TASK DETAILS
A single figure is required: the number of lines below in which the word "help" occurs.

Saved entries
PR #1639, opened 2018-07-11
[TRAFODION-3138] Part 1 of removing static SQL code from ustats + one bug fix

DaveBirdsall:
This pull request contains two changes:

1. It removes obsolete static SQL code from two ustat modules (hs_read.cpp and hs_update.cpp). It also removes obsolete metadata version checking code. Thanks to @anoopsharma00 for these changes.

2. It fixes a bug in incremental UPDATE STATISTICS. If one has a table name containing a dot (.), incremental UPDATE STATISTICS fails. For example:

```
>>update statistics for table "A.B" on existing columns incremental where a > 128;

*** ERROR[15005] Unmatched quote in input (unterminated string): 
select count(*) from B" where  a > 128;

>>
```

This bug has been fixed (hs_globals.cpp). Thanks to @anoopsharma00 also for this change.

### DIFF
--- a/core/sql/ustat/hs_globals.cpp
+++ b/core/sql/ustat/hs_globals.cpp
@@ -5328,13 +5328,16 @@ Lng32 HSGlobalsClass::validateIUSWhereClause()
 {
   Lng32 retcode = 0;
 
+  // use QualifiedName constructor to correctly handle delimited names.
+  QualifiedName qualTableName(user_table->data(), 1);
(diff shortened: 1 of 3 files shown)


DaveBirdsall:
Note: There is also static SQL code remaining in ustat/hs_cli.cpp and ustat/hs_globals.cpp. This code will be removed in a later set of changes.

PR #1646, opened 2018-07-16
[TRAFODION-3145] Make "hbase_options" as default setting and use cqd …

traflm:
…to change the default setting

As we know, for performance thinking, we always need to add below syntax in “create table” syntax. And I know in latest version, we have made “ATTRIBUTES ALIGNED FORMAT” as default, do we have a plan that make HBASE_OPTIONS(including ENCODING、COMPRESSION、MEMESTORE) as the default setting when creating table? I think this will be easier for end users?
ATTRIBUTES ALIGNED FORMAT
HBASE_OPTIONS
(
DATA_BLOCK_ENCODING = 'FAST_DIFF',
COMPRESSION = 'SNAPPY',
MEMSTORE_FLUSH_SIZE = '1073741824'
)
;

Trafodion has
cqd HBASE_DATA_BLOCK_ENCODING_OPTION ‘FAST_DIFF’;
cqd HBASE_COMPRESSION_OPTION ‘SNAPPY’;

Add 
cqd HBASE_MEMSTORE_FLUSH_SIZE_OPTION '1073741824' ;

So one can use these values without explicitly specify them when create table.


core/sql/sqlcomp/CmpSeabaseDDLcommon.cpp
```diff
@@ -10991,7 +10997,20 @@ CmpSeabaseDDL::setupHbaseOptions(ElemDDLHbaseOptions * hbaseOptionsClause,
...
+    {
+      hbaseOption = new(STMTHEAP) HbaseCreateOption("MEMSTORE_FLUSH_SIZE", 
+                                                    flushSize.data());
+      hbaseCreateOptions.insert(hbaseOption);
 
+      if (ActiveSchemaDB()->getDefaults().userDefault
+          (HBASE_MEMSTORE_FLUSH_SIZE_OPTION) == TRUE)
+        {
+          numHbaseOptions += 1;
+          sprintf(optionStr, "MEMSTORE_FLUSH_SIZE='%s'|", flushSize.data());
```
zellerh: I would recommend using snprintf instead of sprintf, to avoid the possibility of a buffer overrun (probably not likely here, but just in case).

```
snprintf(optionStr, sizeof(optionStr), ...)
```

zellerh:
+1
Looks good to me.

selvaganesang:
I presume that  there is no need for  Trafodion SQL engine to parse the Hbase options because the engine doesn't do any specific action based on these options.  If so,  Hbase create options could have been implemented like pass thru.  If there is a problem with hbase create options pass through string, hbase would return an error. Trafodion can just return an error and with DDL transactions enabled automatically, the transaction is rolled back to ensure the metadata consistency. This way, there is no need to update our code for any new options.

core/sql/sqlcomp/CmpSeabaseDDLcommon.cpp
traflm: I agree, I can change this into a more robust coding style, using snprintf.

traflm:
@selvaganesang , this is only for user friendly. By default, Trafodion will NOT take any assumption of what HBase options to use. All these CQD by default is null.
At field, when user want to create a table, in most cases, they have to explicitly specify three HBASE_OPTIONS. We saw them in nearly 100% use cases. 
It is hard for end user, or even experienced supporting engineers to remember these details. And since it is Trafodion extension, many times, we have to change existing tools to add these options syntax.
With these three CQDs, it will help in above use cases. And it doensn't change default behavior, so user use it with clear understanding of what they want the table with hbase options.
This is a pure user-friendly improvements.

selvaganesang:
@traflm My suggestion is to have a single CQD that would let users to specify the default hbase options. Then Trafodion uses it in create table,  Trafodion could validate the CQD at the time of issuing the CQD by creating a dummy table with these hbase options.

traflm:
@selvaganesang  A single CQD is a very good idea, I can work on it later, that CQD will have highest priority and when it is set, all other hbase option CQD will be ingored and as you mentioned, we just pass it to hbase.
Let me do it in next iteration ^_^

selvaganesang:
Thanks @traflm for volunteering to implement the suggestion.

PR #1647, opened 2018-07-16
[Trafodion-3049] Numeric for ODBC need more effcient and correct

Weixin-Xu:
When the target DataType is like Char or Varchar, the function need skip.
And I copy the function before the value used.


DaveBirdsall:
This pull request has conflicts that need to be resolved before we can go further with it.

PR #1651, opened 2018-07-18
[TRAFODION-3150] fix to_char & extract bugs

kakaxi3019:


zellerh:
-1 - for now.

This would make incompatible changes to Trafodion and I think we should discuss first what the best solution is. Please see my comments in the JIRA.

kakaxi3019:
Thanks Hans!. I have left my comments in the JIRA.

zellerh:
Hi @kakaxi3019, thank you for looking at this issue some more. I also put another comment into the JIRA. My recommendation would be to start a discussion on the user@trafodion.apache.org list to see what other people think.

PR #1652, opened 2018-07-18
[TRAFODION-3153] Fix issue with CREATE EXTERNAL TABLE

DaveBirdsall:
Change the parser production for CREATE EXTERNAL TABLE to point to the proper token for the optional IF NOT EXISTS clause.


robertamarton:
+1 looks good to me

PR #1660, opened 2018-07-23
[TRAFODION-3158] Make EncodedValue error handling more robust

DaveBirdsall:
This pull request makes two code changes to function EncodedValue::constructorFunction.

1. Formerly, the function would check for the existence of an error in CmpCommon::diags() and remove it if present. This wasn't sufficient though as the test case in the JIRA generated *two* errors in CmpCommon::diags(); the code as it was removed only one of them. The result was that the Normalizer retried the query, and the warnings concerning the bad histogram values were lost.

2. In my initial attempt to fix this problem, I put an unguarded call to CmpCommon::diags()->mark() to capture the state of CmpCommon::diags() on entry to EncodedValue::constructorFunction. This turned out to cause cores in the mxssmp process at sqstart time, because in that process it happened that the EncodedValue constructor for a global object was called before the global CmpCommon::diags() was initialized. This could have happened in any process; it's just the luck of the draw in what order the linker decides to invoke global constructors. So to fix that problem, I was forced to add a flag so that code paths involving global objects do not try to dereference CmpCommon::diags(). This change is to my mind ugly; I added extensive comments explaining the situation. Some significant refactoring will be required to produce a more elegant solution.

### DIFF
--- a/core/sql/optimizer/EncodedValue.cpp
+++ b/core/sql/optimizer/EncodedValue.cpp
@@ -648,8 +648,62 @@ EncodedValue::EncodedValue (ItemExpr *expr,
 void
 EncodedValue::constructorFunction (const NAWchar * theValue,
                                    const NAColumnArray &columns, 
+                                   NABoolean okToReportErrors,
                                    ConstValue* cvPtrs[])
 {
+  // Some notes about error reporting for this function:
+  //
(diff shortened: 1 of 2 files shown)


DaveBirdsall:
Note: I ran full regressions on this change last night on a workstation. They pass.

PR #1663, opened 2018-07-24
[TRAFODION-3152] Fix bug in UPDATE STATISTICS CREATE SAMPLE

DaveBirdsall:
If the "_HIVESTATS_" schema didn't already exist, UPDATE STATISTICS ... CREATE SAMPLE and UPDATE STATISTICS ... REMOVE SAMPLE would fail with weird errors.

With this change, they now will succeed. The "_HIVESTATS_" schema and associated histogram tables will be created automatically.

### DIFF
--- a/core/sql/ustat/hs_globals.cpp
+++ b/core/sql/ustat/hs_globals.cpp
@@ -3186,38 +3186,13 @@ HSGlobalsClass::~HSGlobalsClass()
   DeleteHSContext(contID_);
 }
 
+
 // -----------------------------------------------------------------------
-//
+// Initialize stats schema for Hive or native HBase tables if needed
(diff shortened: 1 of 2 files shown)


DaveBirdsall:
An explanation of the change for reviewers: I took the code that creates the Hive stats (and native HBase stats) schema and the histograms tables out of HSGlobalsClass::Initialize and put them in a new method, HSGlobalsClass::InitializeStatsSchema. The former method now calls the latter. I also added a call to the latter to function managePersistentSamples; this function is executed for UPDATE STATISTICS ... CREATE / REMOVE SAMPLE.

zellerh:
+1
Looks good to me.

PR #1664, opened 2018-07-25
[TRAFODION-2884] Multiple fixes with Name Server enabled logic.

zcorrea:
- More than one Name Server is now supported
- Node failures handled with with/without Name Server in node
- Long process names are now the default and support clusters larger that 1000 nodes
- In a real cluster, the monitor startup now uses the AGENT mode logic which in which monitor
  processes join the cluster through the master/lead monitor process.

Note: The Name Server functionality is not currently enabled. To enable for testing purposes uncomment the SQ_NAMESERVER_ENABLED=1 environment variable in 'sqenvcom.sh'


DaveBirdsall:
Is there a JIRA associated with this? Could you put it in the subject line? Thanks.

core/sqf/monitor/linux/process.cxx
```diff
@@ -4775,46 +4818,85 @@ void CProcessContainer::Bcast (struct message_def *msg)
...
+                    name[i+4] = 'A'+cnt[i];
+                }
             }
         }
+        name[8] = '\0';
+    }
+    else
+    {
+        // We are skipping 'A', 'I', 'O', and 'U' to distinguish between zero
+        // and one digits, and for political correctness in generated names
```
DaveBirdsall: No English four-letter words with just E as the vowel?

carolp222: We could get closer to the workarounds that teenagers use:  V for U, zero for O.  That gives you a few more.  But for me, this seems good enough to start with.

PR #1671, opened 2018-07-31
[TRAFODION-3710] odb don't report error message.

SuJinpei:
**root cause:** SQLGetDiagRec expected an error message buffer length parameter which type is signed short, but odb defined a macro LINE_CHUNK as 51200 and this macro will be pass to SQLGetDiagRec as error message buffer length parameter,  51200 is a negative value for signed short, so no error message returned.
**solution:** define a new macro ERR_MSG_LEN with a small value for SQLGetDiagRec function.

### DIFF
--- a/core/conn/odb/src/odb.c
+++ b/core/conn/odb/src/odb.c
@@ -40,6 +40,7 @@ char *odbauth = "Trafodion Dev <trafodion-development@lists.launchpad.net>";
 #define MAX_ARGS    11          /* Max arguments for interactive mode */
 #define ARG_LENGTH  128         /* Max argument length in interactive mode */
 #define LINE_CHUNK  51200       /* size of memory chunks allocated to store lines */
+#define ERR_MSG_LEN 512         /* size of error message buffer */
 #define MAX_VNLEN   32          /* Max variable name length */
 #define MAX_PK_COLS 16          /* Max number of PK elements */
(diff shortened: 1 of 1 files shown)


core/conn/odb/src/odb.c
```diff
@@ -40,6 +40,7 @@ char *odbauth = "Trafodion Dev <trafodion-development@lists.launchpad.net>";
 #define MAX_ARGS    11          /* Max arguments for interactive mode */
 #define ARG_LENGTH  128         /* Max argument length in interactive mode */
 #define LINE_CHUNK  51200       /* size of memory chunks allocated to store lines */
+#define ERR_MSG_LEN 512         /* size of error message buffer */
```
xiaozhongwang: The value of short is [32768, 32767], why do you define it so small?
I am worried that this value is too small and will cause a buffer overflow.

SuJinpei: This value came from the driver implementer @Weixin-Xu 's advise. By the way, the small buffer length won't cause the buffer overflow issue, because the driver will protect this by truncating the error message.

SuJinpei:
test failed was caused by maven build issue, some dependencies can't be download. So, Jenkins retest.

core/conn/odb/src/odb.c
xiaozhongwang: +1 if you have think about this.

PR #1672, opened 2018-07-31
[TRAFODION-3164] Restart mxosrvrs on-demand

zellerh:
This code adds a zookeeper value to signal to mxosrvr processes
when it is time to exit. This allows to phase out processes when
things in the environment change. The process will wait until it
is idle before exiting.


arvind-narain:
+1 Looks good - thank you very much for this cool way of restarting mxosrvrs

traflm:
Thanks Hans, this is something I always want to do. 
At some special environment, mxosrvr will run into issue, we want to periodically kill it and restart it. But there is no such way at present.
This will help the stability of the system.

I will merge it .

zellerh:
Hi @CoderSong2015, yes, this could allow us to change code in the mxosrvr and get all the mxosrvrs to restart, without having to stop and start the DCS service. So, users would see no interruption of service at all.

PR #1673, opened 2018-08-01
[TRAFODION-3108] Correct the description of Certification widget

Weixin-Xu:
From Atanu's suggestion, the new description can to be better understood.


DaveBirdsall:
I merged this change this morning but for reasons unknown Jenkins does not mark this PR as "Merged". I checked in a fresh instance and verified that this change is in. So the problem is fixed. I think the only thing that needs to be done now is for this pull request to be marked closed. @Weixin-Xu, would you close this?

Issue #194, opened 2018-02-28
[Tractor Mod] fuel mechanics


Pathoschild:
Consider adding optional fuel mechanics for players who want more challenge or immersion.

Requested a few times, most recently [2018-28](https://community.playstarbound.com/threads/better-tractor-mod.141385/#post-3257575).

Pathoschild:
Possibly add a fuel gauge (refilled with coal?) and water supply gauge (refilled with a watering can); when they drop to zero, the tractor stops moving and watering crops respectively.

compro01:
Suggestion : consider "fuelling" with battery packs as an option.

Pathoschild:
Proposed approach by DonUsernametaken on the Nexus page:

> Balanced mode that uses player energy whenever you press down the activation key. [...] Like drain 1 energy and then 1 more energy for every 2 seconds you hold it down, configurable in the config.

firereverie:
> Possibly add a fuel gauge (refilled with coal?) and water supply gauge (refilled with a watering can); when they drop to zero, the tractor stops moving and watering crops respectively.

I thought about trying to hook the tractor with PFM to do this, but I don't know what I'm doing yet, so I don't know how viable of an idea that is.

Would love to see
  config options for fuel/water bars or (I love the idea of the tractor emoting a frowny face) tractor status emotes.

  CP exposed options for fuel type, fuel efficiency & emote icons.

ZeroOne010101:
Hi!
I'm not a programmer by trade, but i tried my hand at adding fuel in the form of energy drain.

My first thought was to add a drain equivalent to the actions as if they had been done with the tools.
I didnt find a function to do that without copy-pasting the calcuations from the game, however, and i couldnt figure out how to implement it in a way that didnt trigger every update.
There'd need to be some way to get a list of eligible actions taken every tick i think.

I've now implemented a constant drain of x energy per second (one per default) with the corresponding entries in the mod menu by using a second delay, similar to the update one.
I'm fairly sure the button idea could be worked into that as an alternative mode.

Im unsure whether its a good idea to include however, as 1.6 is around the corner and I've read that the stamina attribute will be read-only.

Pathoschild:
@ZeroOne010101 Thanks for the pull request!

[...]

PR #812, opened 2023-07-30
[Tractor Mod] Adds constant energy drain.

ZeroOne010101:
Hello!
This might be a possible or partial solution to #194.

These proposed changes add a constant energy drain while the Tractor is mounted.
They also add menu bindings to toggle and modify said energy drain.

This uses the stamina property of the player, so the timing isn't ideal with the upcoming 1.6 changes.

My first thought was to add a drain equivalent to the actions as if they had been done with the tools.
I didnt find a function to do that without copy-pasting the calcuations from the game, however, and i couldnt figure out how to implement it in a way that didnt trigger every update.
There'd need to be some way to get a list of eligible actions taken every tick i think.

### DIFF
--- a/TractorMod/Framework/GenericModConfigMenuIntegrationForTractor.cs
+++ b/TractorMod/Framework/GenericModConfigMenuIntegrationForTractor.cs
@@ -436,6 +436,22 @@ namespace Pathoschild.Stardew.TractorMod.Framework
                     set: (config, value) => config.StandardAttachments.Slingshot.Enable = value
                 )
 
+                .AddSectionTitle(I18n.Config_Fuel)
+                .AddCheckbox(
+                    name: I18n.Config_FuelEnabled_Name,
+                    tooltip: I18n.Config_FuelEnabled_Tooltip,
+                    get: config => config.FuelEnabled,
+                    set: (config, value) => config.FuelEnabled = value
+                )
+                .AddNumberField(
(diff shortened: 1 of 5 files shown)


ZeroOne010101:
I am very sorry for not discussing those changes beforehand.
I mainly wanted the functionality for myself, since i am playing the game for the first time and am very close to buying the shed right now.
I think i may have jumped the gun there a little.

Ill leave this open for now, but please dont feel pressured to include it or anything.

Pathoschild:
Thanks for the pull request!

I'll close this per my comment in #194:
> I'm not sure I want to link the tractor fuel to the player's stamina though. While that does simplify the code, I think it would somewhat break immersion (since driving a tractor shouldn't be _that_ exhausting) and the ideal meta is to use the tractor in the morning (thus draining fuel) before spending the afternoon doing other stuff (thus draining stamina).
> 
> Your implementation is pretty similar to what I had in mind for the fuel mechanic though. It's just that instead of draining the player stamina, the mod would track a remaining-fuel value in the tractor's `modData` field.
>
> One small complication is that the upcoming Tractor Mod 4.17.0 (for Stardew Valley 1.6) adds tractor sound effects, so we'll need to adjust sounds for the fuel mechanic too (e.g. refueling, fuel runs out, riding tractor while out of fuel).

I might take another look at this when implementing the full fuel mechanic though. Thanks again!

PR #817, opened 2023-08-21
Update Chinese translations for Automate

Annijang:


Pathoschild:
Thanks for the pull request!

Unfortunately those translations were also updated in #811. I'll merge that one since it was submitted first, but feel free to submit a new pull request with any improvements you want to suggest to those. Thanks again!

PR #824, opened 2023-10-28
Simplify Lookup Anything level progression bars

TehCupcakes:
First of all, thanks for this awesome set of mods! LookupAnything is one of the most useful mods I've found, and ever since I got it years ago I can't imagine playing Stardew without it. 😄 

However, just as long as I have been using the mod, this issue has been nagging me, so I decided to do something about it. On the player info window, it draws experience bars for your progress in each skill. The problem is that it calculates the progress for _each_ bar relative to your current level's exp value! This looks really awkward with multiple bars partially filled. Comparison of before and after:

LookupAnythingExpBarFix


Pathoschild (approved):

Pathoschild:
Thanks for the help! Technically it was deliberate, but it often caused confusion so I'm fine with the change. Merged into `develop` for the upcoming Lookup Anything 1.40.3.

ANSWER FOR THE TASK
3